Studio album by Alejandro Fernández
- Released: December 1996
- Recorded: 1996
- Genre: Mariachi
- Length: 40:06
- Label: Sony Discos
- Producer: Pedro Ramírez

Alejandro Fernández chronology
| Que Seas Muy Feliz (1995) | Muy Dentro de Mi Corazón (1996) | Me Estoy Enamorando (1997) |

Singles from Muy Dentro de Mi Corazón
- "Moño Negro" Released: 1996; "Abrazame" Released: 1997; "Es la Mujer" Released: 1997; "Nube Viajera" Released: 1997;

= Muy Dentro de Mi Corazón =

Muy Dentro de Mi Corazón ("Very deep in my heart") is the fifth album recorded by Mexican singer Alejandro Fernández. Produced by Pedro Ramírez.

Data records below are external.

PR #4539, opened 2019-11-28
Add metadata field to PodDefaults

### LINKED ISSUE #4502: admission-controller: allow metadata/annotations in PodDefaults
/kind feature

We we're using kube2iam/kiam to grant IAM pemissions, e.g for accessing s3, to pods and want to grant these permissions to jupyter notebooks. For that we'd need to set the `iam.amazonaws.com/role: argus-default` annotation to the jupyter pods by using PodDefaults

Extend PodDefaults to include metadata.

If this is agreed on, I can implement it. Should be pretty straight forward.

Related: #4315

discordianfish:
This copies labels and annotations from the PodDefault's metadata field
to pods.

This closes #4502

---
This change is [Reviewable](https://reviewable.io/reviews/kubeflow/kubeflow/4539)

### DIFF
--- a/components/admission-webhook/pkg/apis/settings/v1alpha1/poddefault_types.go
+++ b/components/admission-webhook/pkg/apis/settings/v1alpha1/poddefault_types.go
@@ -54,8 +54,11 @@ type PodDefaultSpec struct {
 	// +optional
 	VolumeMounts []v1.VolumeMount `json:"volumeMounts,omitempty"`
 
-	// ObjectMeta defines the metadata to inject labels and annotations from into the metadata field of a pod.
-	metav1.ObjectMeta `json:"metadata,omitempty"`
+	// Annotations defines the annotations to inject into the pod.
+	Annotations map[string]string `json:"annotations,omitempty"`
+
+	// Labels defines the labels to inject into the pod.
+	Labels map[string]string `json:"labels,omitempty"`
 }
 
 // PodDefaultStatus defines the observed state of PodDefault
--- a/components/admission-webhook/pkg/apis/settings/v1alpha1/poddefault_types.go
+++ b/components/admission-webhook/pkg/apis/settings/v1alpha1/poddefault_types.go
@@ -53,6 +53,9 @@ type PodDefaultSpec struct {
 	// VolumeMounts defines the collection of VolumeMount to inject into containers.
 	// +optional
 	VolumeMounts []v1.VolumeMount `json:"volumeMounts,omitempty"`
+
+	// ObjectMeta defines the metadata to inject labels and annotations from into the metadata field of a pod.
+	metav1.ObjectMeta `json:"metadata,omitempty"`
 }
 
 // PodDefaultStatus defines the observed state of PodDefault
--- a/components/admission-webhook/main.go
+++ b/components/admission-webhook/main.go
@@ -109,7 +109,18 @@ func safeToApplyPodDefaultsOnPod(pod *corev1.Pod, podDefaults []*settingsapi.Pod
 		}
 	}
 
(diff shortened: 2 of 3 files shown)


components/admission-webhook/pkg/apis/settings/v1alpha1/poddefault_types.go
```diff
@@ -53,6 +53,9 @@ type PodDefaultSpec struct {
 	// VolumeMounts defines the collection of VolumeMount to inject into containers.
 	// +optional
 	VolumeMounts []v1.VolumeMount `json:"volumeMounts,omitempty"`
+
+	// ObjectMeta defines the metadata to inject labels and annotations from into the metadata field of a pod.
+	metav1.ObjectMeta `json:"metadata,omitempty"`
```
jlewi: Did you consider having separate fields for labels & annotations rather than a metadata field?
metadata has a bunch of fields
https://kubernetes.io/docs/reference/generated/kubernetes-api/v1.15/#objectmeta-v1-meta

If we include ObjectMeta does that create confusion about what happens for other fields (e.g. name, namespace, ownerReferences, finalizers etc...)?

yanniszark: How about introducing the whole field but only use those certain parts?
eg StatefulSet uses PersistentVolumeClaim as the type for volumeClaimTemplates, even if it doesn't use all the fields.

We could also maybe use some of them in the future?

jlewi: The downside of using ObjectMeta is that the API is no longer self-specifying and well defined. A user has to read the docs in order to understand the behavior; i.e. which fields are copied and which are ignored. Whereas if we have fields labels and annotations that are copied then it is arguably more self explanatory.

Furthermore we are in effect saying that the behavior for other fields e.g "finalizers, name, namespace, ownerReferences" are undefined. Its not clear whether these fields are intentionally excluded or they are excluded only because we did a partial implementation in the need of expediency.

Do we have a strong reason to expect that we will want to include these fields in the future? finalizers seems like the only other field that we might need to set in the future. Even then I'm not sure if setting finalizers on pods as opposed to the owning object is common.

For all the other fields (name, uid, ownerReferences) etc... setting them in podDefaults seems incorrect.

discordianfish: Yeah I wasn't sure either about using ObjectMeta but with only the annotations/labels fields (what I'm doing here and what @yanniszark describes unless I'm mistaken), or add annotations/labels as separate fields. I've went with using ObjectMeta because having a struct for metadata as oppose to just two map[string]string seemed nicer, but not feeling strongly that way.
I'll update the PR to use Annotations and Labels fields instead.

jlewi: Thanks. I think this is better.

discordianfish:
@jlewi Was about to test this on my cluster. Looks like something isn't working yet. Given this poddefault:
```
kind: PodDefault
metadata:
  name: add-xx-role
spec:
  selector:
   matchLabels:
     add-xx-role: "true"
  desc: "Assume xx-default role"
  annotations:
    iam.amazonaws.com/role: xx-default
```
The pod matches according to the admission controller log:
```
I1203 17:22:02.637042       1 main.go:467] applied poddefaults: add-xx-role successfully on Pod: test-0
```
but the pod doesn't have the annotation. I figured it might be due to the fields not being in the CRD, so I've added them (like this: https://github.com/discordianfish/kubeflow-manifests/commit/89e8cac0a63af034d4bc9499300f4d17ecf543f0) but still same result.

Maybe it's getting overwritten somewhere later in code?

PR #4544, opened 2019-12-04
Fix annotation/label injection in admission hook

discordianfish:
Fix for my broken implementation in #4539 /cc @jlewi 

Before we used the annotations/labels from PodDefaults's embedded
ObjectMeta instead of the correct Annotations/Labels field of the
PodDefaultSpec.

This also adds tests for the (SafeTo)ApplyPodDefaultsOnPod function to
that uncovered the issue.

---
This change is [Reviewable](https://reviewable.io/reviews/kubeflow/kubeflow/4544)

### DIFF
--- a/components/admission-webhook/main.go
+++ b/components/admission-webhook/main.go
@@ -114,8 +114,8 @@ func safeToApplyPodDefaultsOnPod(pod *corev1.Pod, podDefaults []*settingsapi.Pod
 		defaultLabels      = make([]*map[string]string, len(podDefaults))
 	)
 	for i, pd := range podDefaults {
-		defaultAnnotations[i] = &pd.Annotations
-		defaultLabels[i] = &pd.Labels
+		defaultAnnotations[i] = &pd.Spec.Annotations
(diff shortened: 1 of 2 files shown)


discordianfish:
Btw, tested this in our setup and works as expected.

jlewi:
/lgtm
/approve

@discordianfish the prow dashboard is what I use (and what I recommend others in Kubeflow use) to identify PRs needing attention

https://k8s-gubernator.appspot.com/pr

You can enter a users GitHub id to see what they see; e.g. 
https://k8s-gubernator.appspot.com/pr/jlewi

If you looked at the PR dashboard you would have seen that your PR wasn't showing up for me as needing as attention. Which is why it got overlooked.

The reason is prow uses a simple turn based heuristic. So once I commented on the PR to run the tests prow said it no longer needed my attention. 

But if you looked at your dashboard it was showing up for you; i.e. the ball was in your court.

So if you simply responded on the pr with something like @jlewi hey this is ready for another look. that would have caused prow to move it back up to my needs attention.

He shoot videos for the songs "Nube Viajera" and "Abrazame". Other songs known from this album are "Moño Negro" and "Es La Mujer". It received a nomination for a Grammy Award for Best Mexican/Mexican-American Album and Regional Mexican Album of the Year at the Lo Nuestro Awards of 1998.

Professional ratings
Review scores
| Source | Rating |
| Allmusic |  |

==Track listing==
1. "Dentro De Mi Corazon" (Armando Manzanero) – 3:17
2. "Como Puede Ser" (Armando Manzanero) – 3:46
3. "Nube Viajera" (Jorge Massias) – 4:04
4. "Que Digan Misa" (Manuel Eduardo Castro) – 2:26
5. "Es La Mujer" (Alberto Chávez) – 2:58
6. "Ya Se Que Dices" (Manuel Monterrosas) – 3:18
7. "Moño Negro" (Manuel Monterrosas) – 2:24
8. "Abrazame" (Rafael Ferro García, Julio Iglesias) – 3:18
9. "Me Llevaras En Ti" (Jorge Villamil) – 3:43
10. "Es Cosa De Hombres" (José Guadalupe Esparza) – 3:02
11. "Chatita Querida" (Joan Sebastian) – 2:15
12. "Popurri Caribeño" ("La Paloma"/"Cuando Salí de Cuba"/"He Perdido Una Perla") (Iradier Montes Gil, Luis Aguilé, Nazario López) – 5:35

==Chart performance==

=== Album===

| Chart (1997) | Peak position |
|---|---|
| US Regional Mexican Albums (Billboard) | 5 |
| US Top Latin Albums (Billboard) | 13 |

===Singles===

| Year | Chart | Track | Peak |
|---|---|---|---|
| 1996 | Billboard Hot Latin Songs | Moño Negro | 16 |
| 1997 | Billboard Latin Regional Mexican Airplay | Moño Negro | 12 |
| 1997 | Billboard Hot Latin Songs | Nube Viajera | 9 |
| 1997 | Billboard Latin Regional Mexican Airplay | Nube Viajera | 7 |
| 1997 | Billboard Hot Latin Songs | Es La Mujer | 7 |
| 1997 | Billboard Latin Regional Mexican Airplay | Es La Mujer | 4 |
| 1997 | Billboard Latin Pop Airplay | Nube Viajera | 16 |
| 1997 | Billboard Hot Latin Songs | Abrazame | 31 |
| 1997 | Billboard Latin Pop Airplay | Abrazame | 16 |

==Sales and certifications==

| Region | Certification | Certified units/sales |
| United States (RIAA) | 2× Platinum (Latin) | 200,000^{^} |
^{^} Shipments figures based on certification alone.